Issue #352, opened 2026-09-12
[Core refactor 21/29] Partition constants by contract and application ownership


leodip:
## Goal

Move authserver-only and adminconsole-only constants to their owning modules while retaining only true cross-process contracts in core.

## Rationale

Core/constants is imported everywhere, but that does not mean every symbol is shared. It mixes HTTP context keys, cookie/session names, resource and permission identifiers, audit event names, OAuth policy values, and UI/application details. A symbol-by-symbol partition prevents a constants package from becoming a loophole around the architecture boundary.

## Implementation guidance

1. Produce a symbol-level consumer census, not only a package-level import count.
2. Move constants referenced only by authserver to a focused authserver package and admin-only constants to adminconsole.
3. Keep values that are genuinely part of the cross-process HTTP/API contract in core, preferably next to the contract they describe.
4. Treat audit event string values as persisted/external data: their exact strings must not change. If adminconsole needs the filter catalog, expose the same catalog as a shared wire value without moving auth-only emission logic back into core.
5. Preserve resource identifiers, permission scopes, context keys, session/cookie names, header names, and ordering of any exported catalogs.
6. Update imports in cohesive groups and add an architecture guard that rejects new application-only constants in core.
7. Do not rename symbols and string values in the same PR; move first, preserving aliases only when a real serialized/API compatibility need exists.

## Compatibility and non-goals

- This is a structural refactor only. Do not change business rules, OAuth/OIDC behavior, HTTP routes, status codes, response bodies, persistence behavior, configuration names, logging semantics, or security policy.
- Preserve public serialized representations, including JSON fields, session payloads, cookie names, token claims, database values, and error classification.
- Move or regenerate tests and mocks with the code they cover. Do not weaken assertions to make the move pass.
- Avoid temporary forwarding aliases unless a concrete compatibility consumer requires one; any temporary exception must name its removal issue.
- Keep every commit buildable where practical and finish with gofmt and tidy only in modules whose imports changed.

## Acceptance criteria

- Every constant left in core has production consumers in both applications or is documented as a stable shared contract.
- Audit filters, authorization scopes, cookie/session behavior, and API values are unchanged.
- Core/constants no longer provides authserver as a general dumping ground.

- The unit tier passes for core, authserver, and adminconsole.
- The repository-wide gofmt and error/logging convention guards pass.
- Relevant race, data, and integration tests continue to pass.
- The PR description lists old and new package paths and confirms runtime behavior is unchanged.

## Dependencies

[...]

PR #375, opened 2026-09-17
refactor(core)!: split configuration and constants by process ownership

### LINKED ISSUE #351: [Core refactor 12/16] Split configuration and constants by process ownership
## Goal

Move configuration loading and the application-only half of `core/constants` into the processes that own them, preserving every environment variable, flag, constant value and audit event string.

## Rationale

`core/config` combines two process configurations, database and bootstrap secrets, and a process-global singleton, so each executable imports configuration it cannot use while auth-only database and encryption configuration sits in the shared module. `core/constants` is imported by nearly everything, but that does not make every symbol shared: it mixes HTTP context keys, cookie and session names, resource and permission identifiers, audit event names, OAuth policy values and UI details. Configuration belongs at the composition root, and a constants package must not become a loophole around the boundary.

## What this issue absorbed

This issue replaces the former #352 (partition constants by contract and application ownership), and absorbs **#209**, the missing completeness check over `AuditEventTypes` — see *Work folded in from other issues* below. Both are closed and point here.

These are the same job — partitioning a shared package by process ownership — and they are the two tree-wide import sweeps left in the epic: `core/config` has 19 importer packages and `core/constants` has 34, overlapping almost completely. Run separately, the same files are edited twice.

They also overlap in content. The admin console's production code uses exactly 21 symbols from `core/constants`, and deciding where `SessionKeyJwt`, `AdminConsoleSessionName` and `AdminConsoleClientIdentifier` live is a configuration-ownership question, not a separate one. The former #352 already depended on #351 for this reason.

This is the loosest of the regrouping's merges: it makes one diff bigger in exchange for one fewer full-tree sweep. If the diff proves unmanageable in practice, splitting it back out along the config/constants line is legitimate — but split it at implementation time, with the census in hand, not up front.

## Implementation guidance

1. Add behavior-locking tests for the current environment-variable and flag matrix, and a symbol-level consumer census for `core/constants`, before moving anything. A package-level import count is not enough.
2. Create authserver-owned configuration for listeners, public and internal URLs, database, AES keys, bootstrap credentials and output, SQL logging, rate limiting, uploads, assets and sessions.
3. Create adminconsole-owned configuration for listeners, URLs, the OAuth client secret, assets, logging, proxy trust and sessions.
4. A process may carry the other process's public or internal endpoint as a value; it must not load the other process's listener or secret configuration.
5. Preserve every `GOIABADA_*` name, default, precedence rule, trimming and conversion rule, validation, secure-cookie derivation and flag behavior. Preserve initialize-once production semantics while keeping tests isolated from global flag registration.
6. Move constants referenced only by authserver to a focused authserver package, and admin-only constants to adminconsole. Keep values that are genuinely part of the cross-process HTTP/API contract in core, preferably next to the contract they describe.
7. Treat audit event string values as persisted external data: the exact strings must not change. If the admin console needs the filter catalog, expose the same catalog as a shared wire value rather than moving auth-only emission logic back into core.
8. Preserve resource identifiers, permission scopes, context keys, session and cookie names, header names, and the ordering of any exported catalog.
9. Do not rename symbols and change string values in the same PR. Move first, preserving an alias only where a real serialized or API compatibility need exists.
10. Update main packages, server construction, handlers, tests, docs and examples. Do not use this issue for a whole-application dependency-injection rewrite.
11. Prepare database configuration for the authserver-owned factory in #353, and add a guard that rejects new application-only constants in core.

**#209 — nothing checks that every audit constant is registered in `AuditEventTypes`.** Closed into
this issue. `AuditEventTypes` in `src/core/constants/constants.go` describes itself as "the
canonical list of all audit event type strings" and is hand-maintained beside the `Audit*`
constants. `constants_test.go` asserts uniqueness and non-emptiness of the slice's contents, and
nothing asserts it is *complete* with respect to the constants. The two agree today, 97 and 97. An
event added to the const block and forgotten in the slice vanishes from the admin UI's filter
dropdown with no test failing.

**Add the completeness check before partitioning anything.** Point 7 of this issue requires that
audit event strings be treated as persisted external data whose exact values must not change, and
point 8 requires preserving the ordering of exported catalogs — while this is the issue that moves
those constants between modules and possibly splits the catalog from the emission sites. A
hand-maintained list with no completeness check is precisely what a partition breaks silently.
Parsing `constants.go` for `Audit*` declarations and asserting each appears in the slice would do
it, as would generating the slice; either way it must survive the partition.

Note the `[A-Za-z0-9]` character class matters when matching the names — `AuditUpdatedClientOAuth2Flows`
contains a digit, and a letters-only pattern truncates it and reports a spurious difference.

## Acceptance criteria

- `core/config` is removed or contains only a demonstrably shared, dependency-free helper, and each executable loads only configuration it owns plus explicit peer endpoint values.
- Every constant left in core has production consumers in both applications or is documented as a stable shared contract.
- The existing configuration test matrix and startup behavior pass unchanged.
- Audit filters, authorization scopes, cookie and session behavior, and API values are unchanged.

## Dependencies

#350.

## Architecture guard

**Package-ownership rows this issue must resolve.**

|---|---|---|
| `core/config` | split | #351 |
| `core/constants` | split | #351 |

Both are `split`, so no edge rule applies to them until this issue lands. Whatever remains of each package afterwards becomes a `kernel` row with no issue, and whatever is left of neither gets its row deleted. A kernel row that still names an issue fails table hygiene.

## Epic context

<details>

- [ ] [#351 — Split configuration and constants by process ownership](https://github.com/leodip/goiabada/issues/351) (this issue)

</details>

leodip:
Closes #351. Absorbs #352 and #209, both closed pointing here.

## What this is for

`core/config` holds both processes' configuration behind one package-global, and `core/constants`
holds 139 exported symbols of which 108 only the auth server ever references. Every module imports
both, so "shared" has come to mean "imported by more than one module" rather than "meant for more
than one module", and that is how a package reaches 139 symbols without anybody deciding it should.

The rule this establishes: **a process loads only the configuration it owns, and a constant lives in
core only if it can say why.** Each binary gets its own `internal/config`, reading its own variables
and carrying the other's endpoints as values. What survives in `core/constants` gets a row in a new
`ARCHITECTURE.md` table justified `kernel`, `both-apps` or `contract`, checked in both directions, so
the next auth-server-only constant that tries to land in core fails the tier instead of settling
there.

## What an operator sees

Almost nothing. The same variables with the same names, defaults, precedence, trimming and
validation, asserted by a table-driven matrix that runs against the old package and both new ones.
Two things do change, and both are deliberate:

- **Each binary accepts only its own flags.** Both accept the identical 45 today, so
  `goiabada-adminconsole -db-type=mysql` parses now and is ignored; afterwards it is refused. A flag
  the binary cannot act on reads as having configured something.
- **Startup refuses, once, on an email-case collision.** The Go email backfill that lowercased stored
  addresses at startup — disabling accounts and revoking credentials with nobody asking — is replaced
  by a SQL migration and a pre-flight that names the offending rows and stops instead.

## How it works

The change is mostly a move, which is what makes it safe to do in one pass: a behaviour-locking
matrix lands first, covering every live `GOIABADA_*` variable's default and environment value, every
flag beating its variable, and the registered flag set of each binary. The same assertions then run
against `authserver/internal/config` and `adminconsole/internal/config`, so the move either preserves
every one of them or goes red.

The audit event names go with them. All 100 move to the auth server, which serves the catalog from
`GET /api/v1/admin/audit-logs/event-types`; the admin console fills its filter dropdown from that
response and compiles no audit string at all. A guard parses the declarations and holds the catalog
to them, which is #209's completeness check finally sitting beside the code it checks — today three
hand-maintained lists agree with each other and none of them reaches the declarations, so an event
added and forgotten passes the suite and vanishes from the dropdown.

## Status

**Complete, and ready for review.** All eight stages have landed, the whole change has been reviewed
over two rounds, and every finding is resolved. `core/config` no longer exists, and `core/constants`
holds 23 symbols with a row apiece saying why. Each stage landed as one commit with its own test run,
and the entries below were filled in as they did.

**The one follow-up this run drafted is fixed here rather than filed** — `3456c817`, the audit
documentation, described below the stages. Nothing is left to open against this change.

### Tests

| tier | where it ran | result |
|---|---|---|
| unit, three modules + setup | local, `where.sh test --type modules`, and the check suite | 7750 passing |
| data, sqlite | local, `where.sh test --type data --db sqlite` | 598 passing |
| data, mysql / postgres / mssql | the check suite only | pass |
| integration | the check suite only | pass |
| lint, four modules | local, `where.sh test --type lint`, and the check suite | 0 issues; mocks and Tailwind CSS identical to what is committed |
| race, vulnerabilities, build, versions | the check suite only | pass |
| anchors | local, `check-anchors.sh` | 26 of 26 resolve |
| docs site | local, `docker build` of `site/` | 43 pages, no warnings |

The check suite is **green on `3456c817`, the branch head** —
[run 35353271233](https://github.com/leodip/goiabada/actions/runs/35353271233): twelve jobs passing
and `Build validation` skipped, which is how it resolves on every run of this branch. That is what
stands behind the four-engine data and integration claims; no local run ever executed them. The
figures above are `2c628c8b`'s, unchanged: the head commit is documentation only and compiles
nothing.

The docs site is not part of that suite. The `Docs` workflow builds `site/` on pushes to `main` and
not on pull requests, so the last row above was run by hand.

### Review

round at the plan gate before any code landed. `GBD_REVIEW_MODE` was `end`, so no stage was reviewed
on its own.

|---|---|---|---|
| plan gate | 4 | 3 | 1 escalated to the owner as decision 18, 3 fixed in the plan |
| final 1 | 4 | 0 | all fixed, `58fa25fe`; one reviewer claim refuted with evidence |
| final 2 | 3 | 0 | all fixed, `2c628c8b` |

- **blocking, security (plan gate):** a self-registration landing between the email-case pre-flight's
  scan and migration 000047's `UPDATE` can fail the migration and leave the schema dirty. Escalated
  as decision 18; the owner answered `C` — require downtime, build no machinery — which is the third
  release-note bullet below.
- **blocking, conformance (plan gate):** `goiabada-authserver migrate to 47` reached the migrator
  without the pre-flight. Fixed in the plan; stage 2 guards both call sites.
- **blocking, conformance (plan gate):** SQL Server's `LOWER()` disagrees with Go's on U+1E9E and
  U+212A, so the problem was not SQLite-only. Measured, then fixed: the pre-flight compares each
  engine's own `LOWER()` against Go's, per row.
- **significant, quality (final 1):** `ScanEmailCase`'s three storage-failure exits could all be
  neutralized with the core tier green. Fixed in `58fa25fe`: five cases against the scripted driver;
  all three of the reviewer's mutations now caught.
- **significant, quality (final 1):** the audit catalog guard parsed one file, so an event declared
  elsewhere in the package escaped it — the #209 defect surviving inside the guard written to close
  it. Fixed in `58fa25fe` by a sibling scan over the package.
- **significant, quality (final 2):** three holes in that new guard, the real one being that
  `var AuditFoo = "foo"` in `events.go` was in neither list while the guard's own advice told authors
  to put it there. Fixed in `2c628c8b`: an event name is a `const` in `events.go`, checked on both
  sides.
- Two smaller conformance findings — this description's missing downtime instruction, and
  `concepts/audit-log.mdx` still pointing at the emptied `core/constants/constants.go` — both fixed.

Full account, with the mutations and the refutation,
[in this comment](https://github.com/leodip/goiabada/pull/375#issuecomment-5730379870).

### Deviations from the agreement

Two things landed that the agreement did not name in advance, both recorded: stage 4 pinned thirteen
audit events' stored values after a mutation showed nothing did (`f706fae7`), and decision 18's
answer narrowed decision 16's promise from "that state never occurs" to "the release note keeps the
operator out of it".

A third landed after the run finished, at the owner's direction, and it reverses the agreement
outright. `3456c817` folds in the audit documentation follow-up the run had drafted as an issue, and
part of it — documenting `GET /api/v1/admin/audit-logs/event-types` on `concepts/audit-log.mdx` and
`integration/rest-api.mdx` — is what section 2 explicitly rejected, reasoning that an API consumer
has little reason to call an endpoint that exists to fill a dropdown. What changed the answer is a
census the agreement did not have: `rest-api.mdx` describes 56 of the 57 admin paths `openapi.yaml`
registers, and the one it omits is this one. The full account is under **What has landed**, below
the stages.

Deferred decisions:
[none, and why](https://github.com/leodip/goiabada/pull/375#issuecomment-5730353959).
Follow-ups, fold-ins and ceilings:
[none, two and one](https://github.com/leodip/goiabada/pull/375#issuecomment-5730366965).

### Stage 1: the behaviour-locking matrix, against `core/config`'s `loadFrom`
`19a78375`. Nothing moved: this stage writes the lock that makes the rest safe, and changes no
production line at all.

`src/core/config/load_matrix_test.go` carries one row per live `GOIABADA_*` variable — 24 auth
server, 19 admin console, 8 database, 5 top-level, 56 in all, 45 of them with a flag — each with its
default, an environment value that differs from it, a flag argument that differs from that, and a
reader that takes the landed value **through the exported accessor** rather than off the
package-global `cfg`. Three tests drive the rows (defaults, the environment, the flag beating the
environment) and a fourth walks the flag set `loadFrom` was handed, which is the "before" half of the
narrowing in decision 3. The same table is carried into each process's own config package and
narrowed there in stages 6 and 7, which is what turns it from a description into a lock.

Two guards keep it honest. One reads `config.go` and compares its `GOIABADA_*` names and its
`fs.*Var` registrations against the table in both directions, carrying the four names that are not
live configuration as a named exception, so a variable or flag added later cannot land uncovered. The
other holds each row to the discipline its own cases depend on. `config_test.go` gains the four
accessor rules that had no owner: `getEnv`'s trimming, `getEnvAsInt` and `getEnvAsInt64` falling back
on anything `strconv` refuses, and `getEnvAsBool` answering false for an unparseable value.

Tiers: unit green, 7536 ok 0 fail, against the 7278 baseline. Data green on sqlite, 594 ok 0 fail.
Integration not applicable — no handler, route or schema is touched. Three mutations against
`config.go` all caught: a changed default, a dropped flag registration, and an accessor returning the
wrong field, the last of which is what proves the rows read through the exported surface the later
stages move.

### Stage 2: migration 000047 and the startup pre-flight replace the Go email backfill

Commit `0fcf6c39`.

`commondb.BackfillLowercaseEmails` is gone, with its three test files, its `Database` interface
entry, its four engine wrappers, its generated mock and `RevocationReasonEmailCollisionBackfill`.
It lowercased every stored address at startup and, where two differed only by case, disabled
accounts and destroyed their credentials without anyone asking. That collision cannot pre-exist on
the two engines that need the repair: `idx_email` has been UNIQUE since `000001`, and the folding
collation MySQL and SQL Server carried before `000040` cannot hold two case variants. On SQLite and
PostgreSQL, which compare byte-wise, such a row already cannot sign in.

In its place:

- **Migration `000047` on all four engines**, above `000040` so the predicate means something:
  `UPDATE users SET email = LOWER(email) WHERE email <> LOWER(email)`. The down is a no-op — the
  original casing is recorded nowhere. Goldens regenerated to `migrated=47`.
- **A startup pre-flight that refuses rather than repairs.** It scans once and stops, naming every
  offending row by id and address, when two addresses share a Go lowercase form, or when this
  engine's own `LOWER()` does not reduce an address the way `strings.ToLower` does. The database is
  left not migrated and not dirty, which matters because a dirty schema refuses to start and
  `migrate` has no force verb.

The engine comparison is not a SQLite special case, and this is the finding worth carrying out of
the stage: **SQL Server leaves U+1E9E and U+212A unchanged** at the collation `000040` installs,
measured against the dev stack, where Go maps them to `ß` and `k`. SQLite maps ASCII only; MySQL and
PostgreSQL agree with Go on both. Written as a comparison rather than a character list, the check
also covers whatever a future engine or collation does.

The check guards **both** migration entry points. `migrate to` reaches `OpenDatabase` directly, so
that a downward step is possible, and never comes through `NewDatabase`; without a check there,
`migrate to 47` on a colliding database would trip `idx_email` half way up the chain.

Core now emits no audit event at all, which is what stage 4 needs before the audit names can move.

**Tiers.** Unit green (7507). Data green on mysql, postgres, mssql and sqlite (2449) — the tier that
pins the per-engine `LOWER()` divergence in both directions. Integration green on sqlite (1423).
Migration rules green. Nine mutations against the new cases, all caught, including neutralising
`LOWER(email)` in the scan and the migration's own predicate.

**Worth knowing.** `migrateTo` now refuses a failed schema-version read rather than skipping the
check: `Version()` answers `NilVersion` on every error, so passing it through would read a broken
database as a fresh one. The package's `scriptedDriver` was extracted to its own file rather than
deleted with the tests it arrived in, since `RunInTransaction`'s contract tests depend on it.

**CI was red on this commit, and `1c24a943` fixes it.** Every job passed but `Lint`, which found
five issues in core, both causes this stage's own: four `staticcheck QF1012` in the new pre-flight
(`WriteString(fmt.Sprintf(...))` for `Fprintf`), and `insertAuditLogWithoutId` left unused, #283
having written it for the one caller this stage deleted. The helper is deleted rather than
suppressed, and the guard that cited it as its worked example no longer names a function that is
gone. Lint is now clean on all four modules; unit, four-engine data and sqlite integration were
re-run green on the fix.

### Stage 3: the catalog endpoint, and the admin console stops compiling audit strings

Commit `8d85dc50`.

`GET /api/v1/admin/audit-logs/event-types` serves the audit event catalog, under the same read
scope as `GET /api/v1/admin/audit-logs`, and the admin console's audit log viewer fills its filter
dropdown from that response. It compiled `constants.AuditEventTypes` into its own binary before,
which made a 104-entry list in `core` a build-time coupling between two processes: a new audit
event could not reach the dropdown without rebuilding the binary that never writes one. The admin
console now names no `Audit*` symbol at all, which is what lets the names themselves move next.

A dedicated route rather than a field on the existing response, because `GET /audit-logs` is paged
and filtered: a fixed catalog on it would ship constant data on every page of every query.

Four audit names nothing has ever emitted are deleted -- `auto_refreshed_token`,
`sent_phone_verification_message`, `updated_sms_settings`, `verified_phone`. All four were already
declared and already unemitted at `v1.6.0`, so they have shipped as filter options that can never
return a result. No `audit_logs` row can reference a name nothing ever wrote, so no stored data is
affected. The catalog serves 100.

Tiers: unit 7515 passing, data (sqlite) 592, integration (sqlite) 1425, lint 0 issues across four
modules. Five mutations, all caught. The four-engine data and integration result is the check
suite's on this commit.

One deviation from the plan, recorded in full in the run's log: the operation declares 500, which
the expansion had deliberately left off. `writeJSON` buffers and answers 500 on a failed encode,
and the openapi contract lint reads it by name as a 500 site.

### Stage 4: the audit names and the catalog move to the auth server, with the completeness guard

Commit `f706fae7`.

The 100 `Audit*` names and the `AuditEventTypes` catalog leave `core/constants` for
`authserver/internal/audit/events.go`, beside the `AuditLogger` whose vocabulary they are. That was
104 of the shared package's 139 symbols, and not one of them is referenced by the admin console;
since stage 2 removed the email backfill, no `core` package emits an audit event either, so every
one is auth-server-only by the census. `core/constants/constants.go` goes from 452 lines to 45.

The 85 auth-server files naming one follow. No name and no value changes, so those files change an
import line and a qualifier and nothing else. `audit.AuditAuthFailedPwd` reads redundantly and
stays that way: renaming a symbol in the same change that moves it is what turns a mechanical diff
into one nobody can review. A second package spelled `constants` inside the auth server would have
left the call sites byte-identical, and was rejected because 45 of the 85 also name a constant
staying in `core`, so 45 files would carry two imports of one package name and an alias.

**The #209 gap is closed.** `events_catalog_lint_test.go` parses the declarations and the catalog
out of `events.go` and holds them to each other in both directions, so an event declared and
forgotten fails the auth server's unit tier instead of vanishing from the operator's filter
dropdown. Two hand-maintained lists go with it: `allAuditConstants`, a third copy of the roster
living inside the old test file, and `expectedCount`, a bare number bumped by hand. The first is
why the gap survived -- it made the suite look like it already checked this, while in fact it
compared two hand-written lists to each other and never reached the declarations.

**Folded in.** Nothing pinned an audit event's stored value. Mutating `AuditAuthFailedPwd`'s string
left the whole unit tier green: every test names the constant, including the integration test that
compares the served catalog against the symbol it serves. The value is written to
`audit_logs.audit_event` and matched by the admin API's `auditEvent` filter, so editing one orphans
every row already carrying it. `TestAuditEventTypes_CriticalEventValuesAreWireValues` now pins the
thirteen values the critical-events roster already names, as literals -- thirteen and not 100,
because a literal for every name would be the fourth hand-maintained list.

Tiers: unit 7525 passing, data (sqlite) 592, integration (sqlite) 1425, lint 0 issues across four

= The problem =
Which lines above hold the string "asserts"? Show each of them.

= Response area =
constants. `constants_test.go` asserts uniqueness and non-emptiness of the slice's contents, and
nothing asserts it is *complete* with respect to the constants. The two agree today, 97 and 97. An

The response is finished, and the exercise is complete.